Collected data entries
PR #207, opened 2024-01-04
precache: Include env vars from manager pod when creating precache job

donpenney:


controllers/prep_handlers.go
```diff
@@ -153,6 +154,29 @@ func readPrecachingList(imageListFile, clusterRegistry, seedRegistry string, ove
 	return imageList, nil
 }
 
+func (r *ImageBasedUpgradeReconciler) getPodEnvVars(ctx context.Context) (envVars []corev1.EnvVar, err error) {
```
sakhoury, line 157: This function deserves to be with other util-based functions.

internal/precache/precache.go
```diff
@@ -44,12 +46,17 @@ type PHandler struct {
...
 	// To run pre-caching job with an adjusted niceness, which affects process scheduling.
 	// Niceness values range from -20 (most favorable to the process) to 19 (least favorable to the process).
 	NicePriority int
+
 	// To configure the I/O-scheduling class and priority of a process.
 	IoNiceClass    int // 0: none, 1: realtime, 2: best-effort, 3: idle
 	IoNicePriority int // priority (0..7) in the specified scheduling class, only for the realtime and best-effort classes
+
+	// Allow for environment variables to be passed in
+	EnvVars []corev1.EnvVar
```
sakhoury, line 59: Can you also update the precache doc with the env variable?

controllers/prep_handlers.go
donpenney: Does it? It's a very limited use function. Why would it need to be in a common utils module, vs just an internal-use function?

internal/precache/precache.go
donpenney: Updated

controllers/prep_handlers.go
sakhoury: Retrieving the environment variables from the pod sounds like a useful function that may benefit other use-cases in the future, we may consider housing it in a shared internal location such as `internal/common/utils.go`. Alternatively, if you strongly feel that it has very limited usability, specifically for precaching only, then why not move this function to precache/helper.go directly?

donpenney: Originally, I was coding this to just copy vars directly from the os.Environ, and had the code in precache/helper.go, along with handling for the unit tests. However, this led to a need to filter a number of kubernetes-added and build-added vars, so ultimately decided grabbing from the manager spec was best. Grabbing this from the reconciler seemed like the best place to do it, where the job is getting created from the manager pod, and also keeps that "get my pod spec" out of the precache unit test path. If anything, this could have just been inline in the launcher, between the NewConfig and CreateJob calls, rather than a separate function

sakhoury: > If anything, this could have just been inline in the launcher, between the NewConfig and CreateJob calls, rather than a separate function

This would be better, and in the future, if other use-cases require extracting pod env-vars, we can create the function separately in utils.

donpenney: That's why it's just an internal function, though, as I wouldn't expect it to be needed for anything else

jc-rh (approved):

AIM OF THE EXERCISE: Nothing in the data above may be skipped; repeat it all exactly.

WRITTEN RESPONSE:
PR #207, opened 2024-01-04
precache: Include env vars from manager pod when creating precache job

donpenney:


controllers/prep_handlers.go
```diff
@@ -153,6 +154,29 @@ func readPrecachingList(imageListFile, clusterRegistry, seedRegistry string, ove
 	return imageList, nil
 }
 
+func (r *ImageBasedUpgradeReconciler) getPodEnvVars(ctx context.Context) (envVars []corev1.EnvVar, err error) {
```
sakhoury, line 157: This function deserves to be with other util-based functions.

internal/precache/precache.go
```diff
@@ -44,12 +46,17 @@ type PHandler struct {
...
 	// To run pre-caching job with an adjusted niceness, which affects process scheduling.
 	// Niceness values range from -20 (most favorable to the process) to 19 (least favorable to the process).
 	NicePriority int
+
 	// To configure the I/O-scheduling class and priority of a process.
 	IoNiceClass    int // 0: none, 1: realtime, 2: best-effort, 3: idle
 	IoNicePriority int // priority (0..7) in the specified scheduling class, only for the realtime and best-effort classes
+
+	// Allow for environment variables to be passed in
+	EnvVars []corev1.EnvVar
```
sakhoury, line 59: Can you also update the precache doc with the env variable?

controllers/prep_handlers.go
donpenney: Does it? It's a very limited use function. Why would it need to be in a common utils module, vs just an internal-use function?

internal/precache/precache.go
donpenney: Updated

controllers/prep_handlers.go
sakhoury: Retrieving the environment variables from the pod sounds like a useful function that may benefit other use-cases in the future, we may consider housing it in a shared internal location such as `internal/common/utils.go`. Alternatively, if you strongly feel that it has very limited usability, specifically for precaching only, then why not move this function to precache/helper.go directly?

donpenney: Originally, I was coding this to just copy vars directly from the os.Environ, and had the code in precache/helper.go, along with handling for the unit tests. However, this led to a need to filter a number of kubernetes-added and build-added vars, so ultimately decided grabbing from the manager spec was best. Grabbing this from the reconciler seemed like the best place to do it, where the job is getting created from the manager pod, and also keeps that "get my pod spec" out of the precache unit test path. If anything, this could have just been inline in the launcher, between the NewConfig and CreateJob calls, rather than a separate function

sakhoury: > If anything, this could have just been inline in the launcher, between the NewConfig and CreateJob calls, rather than a separate function

This would be better, and in the future, if other use-cases require extracting pod env-vars, we can create the function separately in utils.

donpenney: That's why it's just an internal function, though, as I wouldn't expect it to be needed for anything else

jc-rh (approved):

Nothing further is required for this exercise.